Your task ▸ Pick out the lines below that contain the string "KeyVault" and copy them all.

Input data ▸

PR #191, opened 2019-07-25
[HOTFIX] adding timeout and retries for all content downloads

rukawata:
- The download of the SAP binaries from an Azure blob can be quite spotty some time, which would lead to failed deployment

- To reduce the amount of failures caused by the above reason, we introduce below 2 precautions to all `get_url` and `win_get_url` tasks:
  - adding parameter `timeout`, and set to 30s (can be changed by `url_timeout`).
  - if the download is not successful, the above tasks will retry 10 times (can be changed by variable `url_retries_cnt`) with 10s in between (can be changed by `url_retries_delay`).

Below is an example output when the download fails:
[sample_output.log](https://github.com/Azure/sap-hana/files/3429943/sample_output.log)

### DIFF
--- a/deploy/vm/ansible/roles/saphana-install/tasks/main.yml
+++ b/deploy/vm/ansible/roles/saphana-install/tasks/main.yml
@@ -20,7 +20,6 @@
     dest: /hana/shared/install/SAPCAR_LINUX.EXE
     mode: 0755
     timeout: "{{ url_timeout }}"
-  # 10 retries with 10 second in between
   register: result
   until: result is succeeded
   retries: "{{ url_retries_cnt }}"
--- a/deploy/vm/ansible/roles/saphana-install/tasks/main.yml
+++ b/deploy/vm/ansible/roles/saphana-install/tasks/main.yml
@@ -19,11 +19,22 @@
     url: "{{ url_sapcar }}"
     dest: /hana/shared/install/SAPCAR_LINUX.EXE
     mode: 0755
+    timeout: "{{ url_timeout }}"
+  # 10 retries with 10 second in between
+  register: result
+  until: result is succeeded
+  retries: "{{ url_retries_cnt }}"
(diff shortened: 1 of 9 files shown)


Caiyeon:
10 retries seems a little excessive. I have a few questions, none of which are blockers:

1. What's the failure rate of one call?
1. What's the time required for one download? (or rather, the download of the largest file)

tniek:
> 10 retries seems a little excessive. I have a few questions, none of which are blockers:
> 1. What's the failure rate of one call?

Discussed offline.

> 2. What's the time required for one download? (or rather, the download of the largest file)

Required download time obviously depends on file size and location. For a 3GB file (HANA DB server archive) ~3-5 minutes within the same region or ~15-30 minutes cross-region.

deploy/vm/ansible/roles/saphana-install/tasks/main.yml
```diff
@@ -19,11 +19,22 @@
     url: "{{ url_sapcar }}"
     dest: /hana/shared/install/SAPCAR_LINUX.EXE
     mode: 0755
+    timeout: "{{ url_timeout }}"
+  # 10 retries with 10 second in between
```
tniek: Why is the comment only in this file?

rukawata: Sorry. I forgot to remove that line. Since now the retries can be configured, what's in the comment is not accurate. I will remove this comment.

rukawata:
> Overall ok, although not a fan of making the same changes in 9 files. Going forward, there should be a more generic download role if we don't decide to change the design altogether.
Totally agree. Just this will require re-factoring of the code. I will make sure in the new design this is changed.
> 
> Finally, as this issue reportedly causes deployments to fail, the fix should be marked as [Hotfix].

PR #192, opened 2019-07-26
[HOTFIX]Inbound NSG rule adding host agent's IP

persiaAziz:


abhinababasu:
Why is this a hotfix?

persiaAziz:
> Why is this a hotfix?

This is blocking PRs from getting merged, as the build is failing. Still doing some trial and error to make the NSG work. Terraform has a bug where passing a list of strings(IP addresses in this case) as environment variables don't get translated properly

azure-pipelines.yml
```diff
@@ -92,5 +94,5 @@ jobs:
   steps:
   - script: |
       az login --service-principal --user $(hana-pipeline-spn-id) --password  $(hana-pipeline-spn-pw) --tenant $(landscape-tenant) --output none
-      az group delete -n single-node-$(Build.BuildId) --yes --subscription $(landscape-subscription)
+      #az group delete -n single-node-$(Build.BuildId) --yes --subscription $(landscape-subscription)
```
PakDLiu: why is this commented out?

persiaAziz: This PR is not fixing the unreachability problem yet. So looking in to the VM to investigate what is going wrong. Unfortunately , I couldn't find a way to mark this PR as draft

azure-pipelines.yml
```diff
@@ -32,8 +32,10 @@ jobs:
     displayName: 'Install python tools'
   - script: |
       ssh-keygen -b 4096 -t rsa -f /tmp/sshkey -q -N ""
+      export BUILD_MACHINE_IP=$(dig +short myip.opendns.com @resolver1.opendns.com)
```
tniek: Will this be a problem with IPv6 addresses?
In case it is, another option would be:
`curl ifconfig.co -v4`

persiaAziz: By default this command returns the A record (IPV4 address). So should be good

PR #194, opened 2019-07-31
[HOTFIX] Adapt KV name according to new naming convention

tniek:
- Rename KV from "sapmon1234567890" to "sapmon-kv-1234567890" (to be consistent with new naming convention for managed resources)

### DIFF
--- a/monitor/sapmon.py
+++ b/monitor/sapmon.py
@@ -18,7 +18,7 @@ import re
 
 ###############################################################################
 
-PAYLOAD_VERSION              = "0.4"
+PAYLOAD_VERSION              = "0.4.1"
 PAYLOAD_DIRECTORY            = os.path.dirname(os.path.realpath(__file__))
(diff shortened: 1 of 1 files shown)


monitor/sapmon.py
```diff
@@ -344,7 +345,8 @@ def setSecret(self, secretName, secretValue):
             data   = json.dumps({"value": secretValue})
             ) == secretValue
       except Exception as e:
-         logger.error("could not set KeyVault secret (%s)" % e)
+         logger.critical("could not set KeyVault secret (%s)" % e)
```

Output for this exercise ▸
-         logger.error("could not set KeyVault secret (%s)" % e)
+         logger.critical("could not set KeyVault secret (%s)" % e)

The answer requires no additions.